Using the records that follow, copy every line containing the word "library".

**Collected data**
◇ ◇ ◇

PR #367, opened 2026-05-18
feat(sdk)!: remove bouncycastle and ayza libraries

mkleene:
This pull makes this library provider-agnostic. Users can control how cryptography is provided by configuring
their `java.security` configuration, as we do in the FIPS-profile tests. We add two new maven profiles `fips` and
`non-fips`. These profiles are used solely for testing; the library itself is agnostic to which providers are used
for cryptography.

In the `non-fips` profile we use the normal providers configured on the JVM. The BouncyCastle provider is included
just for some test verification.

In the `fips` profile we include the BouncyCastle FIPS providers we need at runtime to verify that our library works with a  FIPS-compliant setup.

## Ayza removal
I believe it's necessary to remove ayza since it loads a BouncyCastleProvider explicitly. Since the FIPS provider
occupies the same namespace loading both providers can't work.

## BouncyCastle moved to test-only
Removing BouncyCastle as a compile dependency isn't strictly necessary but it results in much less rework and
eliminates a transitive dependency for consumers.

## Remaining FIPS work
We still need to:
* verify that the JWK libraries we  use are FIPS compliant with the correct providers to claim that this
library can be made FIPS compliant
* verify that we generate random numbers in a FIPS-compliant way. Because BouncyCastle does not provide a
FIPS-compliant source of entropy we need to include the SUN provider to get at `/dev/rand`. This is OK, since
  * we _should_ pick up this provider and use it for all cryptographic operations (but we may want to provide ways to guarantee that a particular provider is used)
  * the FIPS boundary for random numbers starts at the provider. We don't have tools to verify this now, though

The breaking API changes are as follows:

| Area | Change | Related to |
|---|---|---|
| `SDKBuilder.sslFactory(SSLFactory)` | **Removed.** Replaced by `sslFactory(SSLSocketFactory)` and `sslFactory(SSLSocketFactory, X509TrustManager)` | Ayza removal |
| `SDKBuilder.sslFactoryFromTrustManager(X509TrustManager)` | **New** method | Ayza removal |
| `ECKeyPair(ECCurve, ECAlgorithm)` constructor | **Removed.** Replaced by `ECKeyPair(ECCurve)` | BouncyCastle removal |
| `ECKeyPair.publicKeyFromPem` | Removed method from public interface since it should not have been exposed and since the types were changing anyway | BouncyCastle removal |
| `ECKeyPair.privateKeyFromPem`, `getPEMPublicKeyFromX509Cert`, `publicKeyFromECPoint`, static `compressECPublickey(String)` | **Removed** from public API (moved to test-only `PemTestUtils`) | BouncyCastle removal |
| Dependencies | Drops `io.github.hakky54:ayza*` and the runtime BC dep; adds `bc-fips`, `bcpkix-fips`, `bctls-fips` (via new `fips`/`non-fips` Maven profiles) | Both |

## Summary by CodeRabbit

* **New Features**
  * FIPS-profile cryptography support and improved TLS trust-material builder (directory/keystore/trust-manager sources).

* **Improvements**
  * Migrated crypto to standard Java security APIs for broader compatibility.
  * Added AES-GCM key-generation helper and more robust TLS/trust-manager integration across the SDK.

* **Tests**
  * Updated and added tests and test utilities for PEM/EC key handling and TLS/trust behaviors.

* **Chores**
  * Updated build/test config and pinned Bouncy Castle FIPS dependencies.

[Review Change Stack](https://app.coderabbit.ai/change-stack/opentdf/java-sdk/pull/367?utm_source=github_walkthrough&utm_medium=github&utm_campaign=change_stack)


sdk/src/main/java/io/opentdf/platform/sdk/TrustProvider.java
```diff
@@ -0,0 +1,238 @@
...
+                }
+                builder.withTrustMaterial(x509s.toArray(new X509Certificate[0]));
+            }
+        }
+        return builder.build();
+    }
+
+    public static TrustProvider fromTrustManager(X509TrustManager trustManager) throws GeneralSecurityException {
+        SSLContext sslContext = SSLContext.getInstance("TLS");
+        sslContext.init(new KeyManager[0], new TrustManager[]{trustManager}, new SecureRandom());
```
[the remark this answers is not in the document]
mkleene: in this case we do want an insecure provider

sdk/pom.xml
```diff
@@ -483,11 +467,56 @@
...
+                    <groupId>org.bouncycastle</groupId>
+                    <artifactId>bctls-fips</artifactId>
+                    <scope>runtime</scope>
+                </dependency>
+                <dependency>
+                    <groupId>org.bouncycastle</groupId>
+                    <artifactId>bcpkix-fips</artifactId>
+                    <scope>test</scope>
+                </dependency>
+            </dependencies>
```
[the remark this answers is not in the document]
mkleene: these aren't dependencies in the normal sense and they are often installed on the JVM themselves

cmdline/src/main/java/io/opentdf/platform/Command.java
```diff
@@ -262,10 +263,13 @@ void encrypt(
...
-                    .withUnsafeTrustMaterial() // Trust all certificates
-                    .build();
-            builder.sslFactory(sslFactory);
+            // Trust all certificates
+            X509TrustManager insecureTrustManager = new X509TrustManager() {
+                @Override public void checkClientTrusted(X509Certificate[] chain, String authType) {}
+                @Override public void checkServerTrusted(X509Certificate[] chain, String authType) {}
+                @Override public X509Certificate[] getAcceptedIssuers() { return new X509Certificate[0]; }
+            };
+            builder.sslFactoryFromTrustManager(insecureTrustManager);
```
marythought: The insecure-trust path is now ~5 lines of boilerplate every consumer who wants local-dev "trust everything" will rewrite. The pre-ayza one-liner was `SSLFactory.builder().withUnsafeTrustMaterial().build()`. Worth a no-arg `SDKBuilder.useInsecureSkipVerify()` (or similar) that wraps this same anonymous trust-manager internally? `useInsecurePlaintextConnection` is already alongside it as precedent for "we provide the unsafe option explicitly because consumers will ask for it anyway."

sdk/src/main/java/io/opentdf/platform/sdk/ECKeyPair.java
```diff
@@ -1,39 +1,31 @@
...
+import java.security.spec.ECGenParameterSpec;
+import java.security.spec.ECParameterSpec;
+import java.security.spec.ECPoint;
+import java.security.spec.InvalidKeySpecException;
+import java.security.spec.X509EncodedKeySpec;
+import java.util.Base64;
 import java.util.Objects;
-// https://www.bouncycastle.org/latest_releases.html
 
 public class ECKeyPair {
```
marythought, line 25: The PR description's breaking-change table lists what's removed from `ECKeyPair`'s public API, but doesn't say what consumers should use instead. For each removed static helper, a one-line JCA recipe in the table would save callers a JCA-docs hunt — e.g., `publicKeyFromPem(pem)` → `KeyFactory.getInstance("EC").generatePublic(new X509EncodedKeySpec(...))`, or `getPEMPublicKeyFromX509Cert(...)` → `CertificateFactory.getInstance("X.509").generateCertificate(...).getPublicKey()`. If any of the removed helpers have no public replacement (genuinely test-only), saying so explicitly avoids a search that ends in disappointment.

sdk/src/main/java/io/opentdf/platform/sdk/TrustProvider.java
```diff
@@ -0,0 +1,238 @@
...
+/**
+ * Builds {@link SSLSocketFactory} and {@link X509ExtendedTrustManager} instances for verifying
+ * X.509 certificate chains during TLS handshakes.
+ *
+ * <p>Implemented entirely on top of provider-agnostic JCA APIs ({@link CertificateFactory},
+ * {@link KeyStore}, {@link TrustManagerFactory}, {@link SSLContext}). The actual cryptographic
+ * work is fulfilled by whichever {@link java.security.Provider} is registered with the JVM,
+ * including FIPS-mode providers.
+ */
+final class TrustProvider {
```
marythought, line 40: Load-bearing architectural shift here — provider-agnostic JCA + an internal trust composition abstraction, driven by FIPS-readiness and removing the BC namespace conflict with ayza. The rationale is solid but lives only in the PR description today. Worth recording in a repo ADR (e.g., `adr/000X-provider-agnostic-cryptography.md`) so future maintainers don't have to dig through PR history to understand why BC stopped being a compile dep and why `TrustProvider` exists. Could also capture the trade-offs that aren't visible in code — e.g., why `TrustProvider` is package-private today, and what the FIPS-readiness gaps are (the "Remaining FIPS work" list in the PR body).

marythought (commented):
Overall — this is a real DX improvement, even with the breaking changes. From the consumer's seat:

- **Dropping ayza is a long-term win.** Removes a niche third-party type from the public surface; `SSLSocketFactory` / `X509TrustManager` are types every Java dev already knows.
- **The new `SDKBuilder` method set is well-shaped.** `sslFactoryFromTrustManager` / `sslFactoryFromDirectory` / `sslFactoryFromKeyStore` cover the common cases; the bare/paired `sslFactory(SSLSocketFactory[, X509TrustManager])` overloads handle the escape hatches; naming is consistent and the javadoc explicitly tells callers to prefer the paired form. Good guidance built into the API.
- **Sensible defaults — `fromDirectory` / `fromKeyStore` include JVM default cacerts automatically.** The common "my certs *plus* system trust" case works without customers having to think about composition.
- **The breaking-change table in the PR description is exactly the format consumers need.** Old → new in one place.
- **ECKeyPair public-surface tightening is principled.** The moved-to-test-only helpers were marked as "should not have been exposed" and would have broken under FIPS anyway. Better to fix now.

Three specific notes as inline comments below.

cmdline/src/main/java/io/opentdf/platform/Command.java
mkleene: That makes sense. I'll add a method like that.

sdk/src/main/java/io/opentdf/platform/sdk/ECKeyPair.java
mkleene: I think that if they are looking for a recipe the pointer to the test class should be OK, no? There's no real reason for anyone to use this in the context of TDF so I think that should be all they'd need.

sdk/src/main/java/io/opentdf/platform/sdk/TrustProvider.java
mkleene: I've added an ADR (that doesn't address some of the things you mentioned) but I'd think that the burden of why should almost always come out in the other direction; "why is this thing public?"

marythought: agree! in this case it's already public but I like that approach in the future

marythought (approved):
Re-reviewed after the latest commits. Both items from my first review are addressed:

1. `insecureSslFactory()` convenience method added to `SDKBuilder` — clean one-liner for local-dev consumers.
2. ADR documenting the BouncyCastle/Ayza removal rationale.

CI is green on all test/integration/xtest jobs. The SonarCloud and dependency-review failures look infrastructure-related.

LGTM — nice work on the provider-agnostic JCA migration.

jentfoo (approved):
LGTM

◇ ◇ ◇

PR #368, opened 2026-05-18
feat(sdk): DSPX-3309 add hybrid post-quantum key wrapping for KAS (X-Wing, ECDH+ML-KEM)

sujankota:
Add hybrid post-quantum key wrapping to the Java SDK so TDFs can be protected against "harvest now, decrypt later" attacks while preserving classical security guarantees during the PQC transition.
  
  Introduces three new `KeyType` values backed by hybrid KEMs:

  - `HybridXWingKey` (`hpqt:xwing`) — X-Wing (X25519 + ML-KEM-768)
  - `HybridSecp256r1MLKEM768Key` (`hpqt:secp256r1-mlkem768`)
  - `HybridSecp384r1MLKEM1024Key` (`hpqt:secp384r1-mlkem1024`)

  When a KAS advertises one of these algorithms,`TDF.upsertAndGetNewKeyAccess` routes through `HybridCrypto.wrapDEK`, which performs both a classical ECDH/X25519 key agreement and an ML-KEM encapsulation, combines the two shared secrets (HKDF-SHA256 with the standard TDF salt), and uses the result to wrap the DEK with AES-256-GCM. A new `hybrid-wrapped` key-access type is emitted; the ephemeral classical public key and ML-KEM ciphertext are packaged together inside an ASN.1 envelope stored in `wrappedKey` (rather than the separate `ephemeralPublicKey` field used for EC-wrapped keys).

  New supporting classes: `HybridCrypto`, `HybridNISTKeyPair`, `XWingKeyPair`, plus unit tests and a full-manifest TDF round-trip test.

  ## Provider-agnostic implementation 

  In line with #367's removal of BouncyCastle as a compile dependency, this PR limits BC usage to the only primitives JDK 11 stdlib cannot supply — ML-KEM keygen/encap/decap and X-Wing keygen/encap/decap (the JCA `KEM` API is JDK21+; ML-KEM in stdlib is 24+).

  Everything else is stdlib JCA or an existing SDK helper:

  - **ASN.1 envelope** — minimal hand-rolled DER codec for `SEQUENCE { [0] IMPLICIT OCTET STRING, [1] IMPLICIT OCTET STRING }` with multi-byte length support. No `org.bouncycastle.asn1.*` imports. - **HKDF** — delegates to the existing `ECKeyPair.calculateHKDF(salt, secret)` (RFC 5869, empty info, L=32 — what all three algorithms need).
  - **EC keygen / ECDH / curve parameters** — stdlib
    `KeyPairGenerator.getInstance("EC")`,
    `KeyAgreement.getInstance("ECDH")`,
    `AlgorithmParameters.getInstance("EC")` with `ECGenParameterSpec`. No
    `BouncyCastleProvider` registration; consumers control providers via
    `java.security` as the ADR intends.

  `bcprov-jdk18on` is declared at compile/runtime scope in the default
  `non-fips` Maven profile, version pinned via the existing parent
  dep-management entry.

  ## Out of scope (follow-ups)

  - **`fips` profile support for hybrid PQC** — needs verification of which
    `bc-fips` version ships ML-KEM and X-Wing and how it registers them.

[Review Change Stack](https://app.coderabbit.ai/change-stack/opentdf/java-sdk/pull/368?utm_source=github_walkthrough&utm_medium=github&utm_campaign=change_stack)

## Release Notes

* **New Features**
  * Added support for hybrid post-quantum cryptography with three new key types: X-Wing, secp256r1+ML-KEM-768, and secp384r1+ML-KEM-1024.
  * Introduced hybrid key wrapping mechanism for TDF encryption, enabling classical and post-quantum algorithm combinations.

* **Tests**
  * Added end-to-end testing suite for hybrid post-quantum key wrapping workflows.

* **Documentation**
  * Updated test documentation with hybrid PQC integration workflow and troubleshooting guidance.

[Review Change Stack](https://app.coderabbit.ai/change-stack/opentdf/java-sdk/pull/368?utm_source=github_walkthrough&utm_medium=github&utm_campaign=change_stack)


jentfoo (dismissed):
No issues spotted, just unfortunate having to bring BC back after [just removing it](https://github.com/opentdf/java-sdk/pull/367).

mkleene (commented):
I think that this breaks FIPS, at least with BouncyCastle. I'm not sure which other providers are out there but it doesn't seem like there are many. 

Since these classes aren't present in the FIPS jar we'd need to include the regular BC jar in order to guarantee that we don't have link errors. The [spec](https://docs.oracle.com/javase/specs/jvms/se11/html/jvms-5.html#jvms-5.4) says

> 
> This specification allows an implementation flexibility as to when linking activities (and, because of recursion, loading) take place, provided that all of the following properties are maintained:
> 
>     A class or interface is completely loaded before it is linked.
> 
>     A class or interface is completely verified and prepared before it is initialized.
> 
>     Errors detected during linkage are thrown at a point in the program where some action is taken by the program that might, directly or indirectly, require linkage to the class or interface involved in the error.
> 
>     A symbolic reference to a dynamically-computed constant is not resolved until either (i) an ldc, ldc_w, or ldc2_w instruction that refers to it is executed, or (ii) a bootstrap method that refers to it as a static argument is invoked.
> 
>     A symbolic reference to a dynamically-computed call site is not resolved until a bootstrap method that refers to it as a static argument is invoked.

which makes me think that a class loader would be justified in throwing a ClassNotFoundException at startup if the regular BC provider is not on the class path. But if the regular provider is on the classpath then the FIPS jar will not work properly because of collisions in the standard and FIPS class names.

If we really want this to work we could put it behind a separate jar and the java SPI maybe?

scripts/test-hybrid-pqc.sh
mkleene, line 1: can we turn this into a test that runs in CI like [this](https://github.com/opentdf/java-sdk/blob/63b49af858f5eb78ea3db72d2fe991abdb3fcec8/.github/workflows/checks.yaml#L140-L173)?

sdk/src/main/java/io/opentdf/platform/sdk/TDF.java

◇ ◇ ◇

**Answer area**
This pull makes this library provider-agnostic. Users can control how cryptography is provided by configuring
`non-fips`. These profiles are used solely for testing; the library itself is agnostic to which providers are used
In the `fips` profile we include the BouncyCastle FIPS providers we need at runtime to verify that our library works with a  FIPS-compliant setup.
library can be made FIPS compliant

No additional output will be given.